Мы на холме, и вот в долине перед нами развалины стен Каракорума. Его черная тень некогда лежала над всей Средней Азией, а теперь камни его домов не имеют четкой тени своей, способствовавшей некогда сравнению, что тени его домов подобны чепраку седла. Они овиты жалкими монгольскими травами. Сыто смотрит на травы моя лошадь.
Некогда. Желтоскулый и с узкими, словно это была рана в сердце, глазами монгол скакал от ворот с перстнем Чингиза направо — через Иртыш и Обь к океану, налево — через Волгу к польским лесам, и еще за узорными коврами — в Персию. Теперь — тени тишины.
Желтовато-синий росистый вечер ползет к моим стременам, и кажется — громадная собака лижет подъем моего сапога.
— Барамыс. Поехали? — спрашивает Докай. — Дальше?
— Барамыс, — соглашаюсь я. — Дальше.
Но кони наши продолжают стоять неподвижно.
Их уши насторожены, и мне кажется, что сердце моего коня своим биением колышет мое стремя. Я склоняюсь к луке седла и вглядываюсь в кустарник. Может, там торопится к своему логову волк или заглянул с Балхаша Джулбарс — тигр. Мягкая тишина над кустарниками, будто все вокруг окутано шерстью, и низкое небо, как скатавшаяся шерсть джабага — овцы. Конь неслышно поднимает копыто, опять вздрагивает, и вдруг резкий свист трепещет над тропой.

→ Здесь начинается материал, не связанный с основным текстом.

PR #1005, opened 2022-07-18
set rat-specific defaults for FD calculations

eilidhmacnicol:
Currently, rotational FD components are calculated as the displacement on the surface of a sphere with a radius of 50 mm, because it:
> is approximately the mean distance from the cerebral cortex to the center of the head
according to Power et al., 2012.

This is obviously not appropriate for rodents, so we would expect rat data to exaggerate the contribution of rotational movement in FD calculations.

The only adjustment (so far) is to adjust the default radius if the species is non-human. This is less trivial for rats than humans, since brains of the former are not spherical. In my experience, roll rotations are more likely to occur if the animal is fixed in place with ear and bite bars, so I set the radius to be half of the average lateral width for 90-day-old rats in Gefen et al. (2004; https://doi.org/10.1089/089771503770802853). This can still be adjusted by changing the defaults on the command line, but it would provide a better default with the `--species rat` flag for minimal user intervention.

I'll try re-running this on some data to see if the default 0.2mm FD is still reasonable in rats given these changes.
@oesteban do you have any insight on why this threshold was chosen? Are there any other parameters you can think of that I should check?

### DIFF
--- a/mriqc/cli/parser.py
+++ b/mriqc/cli/parser.py
@@ -559,7 +559,7 @@ Please, check out your currently set filters:
         # TODO: add other species once rats are working
         if opts.species.lower() == "rat":
             config.workflow.template_id = "Fischer344"
-            # mean distance from the lateral edge to the center of the brain is
+            # mean distance from the lateral edge to the center of the brain is
             # ~ PA:10 mm, LR:7.5 mm, and IS:5 mm (see DOI: 10.1089/089771503770802853)
             # roll movement is most likely to occur, so set to 7.5 mm
             config.workflow.fd_radius = 7.5 if opts.fd_radius is None else opts.fd_radius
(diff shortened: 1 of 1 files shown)


eilidhmacnicol:
Quick test with nipype's framewise displacement on the same`.1D` file from `3dVolreg`:
With the default (`radius = 50.0`)
[fd_power_default.pdf](https://github.com/nipreps/mriqc/files/9134167/fd_power_default.pdf)
Adjusted radius (`radius = 7.5`)
[fd_power_7point5.pdf](https://github.com/nipreps/mriqc/files/9134166/fd_power_7point5.pdf)

Data not shown, `radius = 5.0` and `radius = 10.0`. Not a lot of difference between them, so `radius = 7.5` is also a nice mid point as well as being the most likely rotational orientation.

eilidhmacnicol:
So after a quick review `fd-radius` is not set on the command line, meaning this should be the only change necessary.

However, for some reason the T1w tests aren't working. @oesteban do you have any clues why `summary_bg_mad` would be recorded as zero?

oesteban:
Hi @eilidhmacnicol, can you rebase to `upstream/master`? I have fixed some issues making CI fail.

eilidhmacnicol:
Success! Anything else @oesteban or will I merge?

oesteban (approved):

Огонь смолевой щепы широко вспыхивает на одном из камней. На мгновение огромный камень приобретает очертания дома.
— Кто? — кричим мы. — Кто там? Кто идет?..
Слышу — седло мое четко, как затвор винтовки. Мысли бегства в последние недели научили меня вспоминать сначала о седле, затем о винтовке.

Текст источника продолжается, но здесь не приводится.